What is being asked:
Search the material for the string "GasRedeposit" and copy each line where it occurs.

'''

PR #4539, opened 2026-08-06
Use raw Sierra function gas cost as initial budget in `forge_runner`

### LINKED ISSUE #4493: "Unexpected remaining gas" error in `snforge test` (`skip-optimizations = true`)
### Current State
`snforge test` accepts `[cairo] skip-optimizations = true`. 

However, a simple `Felt252Dict` test fails at runtime with a non-actionable blockifier error:

```diff
+ [PASS] dicttest_integrationtest::test_dict::test_dict_variables (l2_gas: ~34800)
- [FAIL] dicttest_integrationtest::test_dict::test_dict_variables
-
- Failure data:Malformed return data : Unexpected remaining gas: 9223372036854786057..
```

Test in question:
```cairo
#[test]
fn test_dict_variables() {
    let mut balances: Felt252Dict<felt252> = Default::default();

    balances.insert(0, 0);
    balances.insert(0, 0);
    balances.insert(0, 0);
    balances.insert(0, 0);
    balances.insert(0, 0);
    balances.insert(0, 0);
}
```

#### Check that gets hit

The number in the error appears to be `9223372036854775807 + 10250`, i.e. `i64::MAX + 10250`. Which probably means reported gas consumption ends up negative 🤔 

Snforge sets `initial_gas = i64::MAX` in [`build_test_entry_point`](https://github.com/foundry-rs/starknet-foundry/blob/16a109adaca9412ec1927f91e03d10837f735b3b/crates/cheatnet/src/constants.rs#L95). So, `remaining_gas > initial_gas` check gets tripped in blockifier:
https://github.com/software-mansion-labs/sequencer/blob/c2e2dff39f7105ef3adb622e7e38cf9a1ebbd996/crates/blockifier/src/execution/entry_point_execution.rs#L519-L521

#### Root cause

1. `skip-optimizations = true` maps to cairo-lang `Optimizations::Disabled`. 
2. That switches `final_optimization_strategy`: 
    ```diff
    - [GasRedeposit, EarlyUnsafePanic, TrimUnreachable, LowerImplicits, ReorganizeBlocks]
    + [LowerImplicits, ReorganizeBlocks]
    ```
    Thus, `GasRedeposit` gets dropped. 
3. The emitted Sierra then contains no `redeposit_gas` libfunc

### Action points

- Confirm `redeposit_gas` is indeed behind the error (it most likely is)

   | Config | `redeposit_gas` in Sierra | Result |
   |--------|---------------------------|--------|
   | `skip-optimizations = true` | **0** | FAIL (`Unexpected remaining gas: i64::MAX + 10250`) |
   | default / `skip-optimizations = false` | **10** | PASS (`l2_gas: ~34800`) |
   | `inlining-strategy = "avoid"` only (no `skip-optimizations`) | **≥1** | PASS (`l2_gas: ~59870`) |

- ~~Investigate **why** the gas consumption ends up negative~~ 
   `felt252_dict_squash` **adds** ("refunds") gas at runtime for repeated keys:
   https://github.com/starkware-libs/cairo/blob/9de65e878c4e24b9cfee1efe283c6d62485cd30a/crates/cairo-lang-sierra-to-casm/src/invocations/felt252_dict.rs#L99-L100

   ```rs
   refund_per_repeated_access = UNIQUE.cost() - REPEATED.cost()
     UNIQUE   = {steps:46, range_checks:6} → 5020
     REPEATED = {steps:9,  range_checks:1} → 970
     refund   = 4050
   ```

- Determine: Why is above true? Why is refund higher than the gas use?

#### skip-optimizations

Decide how `snforge test` should handle `skip-optimizations = true`:

1. Fix it on `scarb` / `cairo-lang` side
    Arguably, `GasRedeposit` is a gas-correctness pass, not an optimization. So perhaps gating it behind `skip-optimizations` is something we can consider as an actual bug?
~~2. Override `skip-optimizations` when building test artifacts~~
~~3. Hard-reject `skip-optimizations` (mirror the `enable-gas = false` check from #4335).~~
    
We should really consider 2. and 3. only if we deem `skip-optimizations` to be incompatible with `snforge test` for some reason.

#### Negative gas

Research what else contributes to resulting gas being negative.
Perhaps addressing this is the key to solving this bug.

integraledelebesgue:
Closes: #4493 
Requires: https://github.com/software-mansion/universal-sierra-compiler/pull/133

Blockifier charges a fixed amount of gas as an "entry-point cost", equal to 10 000 units and sets the gas budget to `u64::MAX - 10_000`. That initial entry-point cost limits the amount of gas that can be refunded after execution. The cap of 10 000 units is correct for contracts **but not for raw Sierra functions**, which we execute as entry-points in Forge and causes the final gas balance to overflow.

Overriding the entry-point cost with a function gas cost inferred by the Sierra → CASM compiler ensures the final balance will not overflow.

> [!important]
> Changes in snapshots stem from the change in gas accounting logic and were verified for correctness.


crates/forge-runner/src/running/setup.rs
```diff
@@ -85,13 +89,55 @@ fn builtins_from_program(program: &Program) -> Vec<BuiltinName> {
...
-        .base
-        .context
-        .gas_costs()
-        .base
-        .entry_point_initial_budget
+/// Returns the compiler-inferred initial gas budget for a raw Sierra function.
+pub fn raw_program_initial_budget(
+    test_details: &TestDetails,
+    casm_program: &RawCasmProgram,
+    syscall_hint_processor: &SyscallHintProcessor,
```
ddoktorski: nit: Given that we need only builtin costs, can we pass `BuiltinGasCosts` instead of `SyscallHintProcessor`?

crates/forge-runner/src/running/setup.rs
```diff
@@ -85,13 +89,55 @@ fn builtins_from_program(program: &Program) -> Vec<BuiltinName> {
...
+    builtin_gas_costs: &BuiltinGasCosts,
+) -> anyhow::Result<u64> {
+    function_cost
+        .costs
+        .iter()
+        .try_fold(0_u64, |total, (token_type, count)| {
+            let count = u64::try_from(*count)
+                .with_context(|| format!("Negative raw Sierra function cost for {token_type:?}"))?;
+            let token_gas_cost = match token_type {
+                RawCostTokenType::Const => 1,
```
ddoktorski: Why is it 1?

crates/universal-sierra-compiler-api/src/representation.rs
```diff
@@ -16,6 +17,28 @@ pub struct RawCasmProgram {
     ///
     /// Those 2 values are usually not equal since the instruction sizes in CASM may vary
     pub debug_info: Vec<(CasmCodeOffset, CasmInstructionIdx)>,
+    /// Compiler-inferred costs of raw Sierra functions, keyed by their Sierra entry-point
+    /// statement index.
+    pub function_costs: Vec<RawFunctionCost>,
```
ddoktorski: Actually why is it a vector and not `HashMap<usize, BTreeMap<RawCostTokenType, i64>>`?

crates/forge-runner/src/running/setup.rs
```diff
@@ -85,13 +89,55 @@ fn builtins_from_program(program: &Program) -> Vec<BuiltinName> {
...
+                RawCostTokenType::MulMod => builtin_gas_costs.mul_mod,
+                RawCostTokenType::Blake => builtin_gas_costs.blake,
+            };
+            let token_cost = count
+                .checked_mul(token_gas_cost)
+                .ok_or_else(|| anyhow!("Raw Sierra function cost overflow for {token_type:?}"))?;
+
+            total
+                .checked_add(token_cost)
+                .ok_or_else(|| anyhow!("Raw Sierra function cost overflow"))
```
ddoktorski:
```suggestion
                .ok_or_else(|| anyhow!("Raw Sierra function cost overflow for {token_type:?}"))
```
As above

crates/forge-runner/src/running/setup.rs
```diff
@@ -85,13 +89,55 @@ fn builtins_from_program(program: &Program) -> Vec<BuiltinName> {
...
 
-pub fn entry_point_initial_budget(syscall_hint_processor: &SyscallHintProcessor) -> u64 {
-    syscall_hint_processor
-        .base
-        .context
-        .gas_costs()
-        .base
-        .entry_point_initial_budget
+/// Returns the compiler-inferred initial gas budget for a raw Sierra function.
+pub fn raw_program_initial_budget(
```
ddoktorski: nit:
```suggestion
pub fn raw_function_initial_budget(
```

crates/forge/tests/e2e/snapshots/gas_report/main__e2e__gas_report__snap_recursive_calls@2.18.0.snap
```diff
@@ -2,7 +2,10 @@
 source: crates/forge/tests/e2e/gas_report.rs
 expression: stdout
 ---
-[PASS] debugging_integrationtest::test_trace::test_debugging_trace_success (l1_gas: ~0, l1_data_gas: ~288, l2_gas: ~1516050)
+
+
+
```
ddoktorski: What is the reason of the newlines?

ddoktorski (commented):
* We can also mention this in the Changelog under `Fixed`
* There is [MINIMAL_USC_VERSION](https://github.com/foundry-rs/starknet-foundry/blob/fix/use-raw-sierra-function-costs/crates/forge/src/lib.rs#L44) used when checking requirements, it should be updated

crates/forge/tests/e2e/snapshots/gas_report/main__e2e__gas_report__snap_recursive_calls@2.18.0.snap
integraledelebesgue: They were a noise introduced when updating the gas values

crates/forge-runner/src/running/setup.rs
integraledelebesgue: Done

crates/forge-runner/src/running/setup.rs
integraledelebesgue: Done

crates/universal-sierra-compiler-api/src/representation.rs
integraledelebesgue: Good call. I replaced the vector with a hashmap in both places

crates/forge-runner/src/running/setup.rs
integraledelebesgue: Done

crates/forge-runner/src/running/setup.rs
integraledelebesgue: The `count` value received from the compiler is already expressed **in Sierra gas units** for operations that count as `Const`, so we do not need to multiply it by the price

integraledelebesgue: I replaced the raw `1` with a documented const

integraledelebesgue:
> * We can also mention this in the Changelog under `Fixed`
> * There is [MINIMAL_USC_VERSION](https://github.com/foundry-rs/starknet-foundry/blob/fix/use-raw-sierra-function-costs/crates/forge/src/lib.rs#L44) used when checking requirements, it should be updated

Both things are done ✅

CHANGELOG.md
```diff
@@ -32,14 +24,17 @@ and this project adheres to [Semantic Versioning](https://semver.org/spec/v2.0.0
 #### Fixed
 
 - Malformed byte array panic data (e.g. an untrusted words length) no longer causes a crash when matching `#[should_panic]` expected data. Additionally, invalid byte array serializations (e.g. bad `pending_word_len`) are now rejected instead of rendered as a corrupted string.
+- Raw Sierra tests now use compiler-inferred function costs as their initial gas budget, allowing correct gas refunds beyond the contract entry-point precharge.
```
ddoktorski: Wrong place 👀
Please fix after rebasing

ddoktorski (commented):
LGTM 👌 

Please re-request once the relevant change is released on the USC side and this PR is updated

franciszekjob (approved):

ddoktorski (approved):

'''

Solution for this exercise:
    - [GasRedeposit, EarlyUnsafePanic, TrimUnreachable, LowerImplicits, ReorganizeBlocks]
    Thus, `GasRedeposit` gets dropped. 
    Arguably, `GasRedeposit` is a gas-correctness pass, not an optimization. So perhaps gating it behind `skip-optimizations` is something we can consider as an actual bug?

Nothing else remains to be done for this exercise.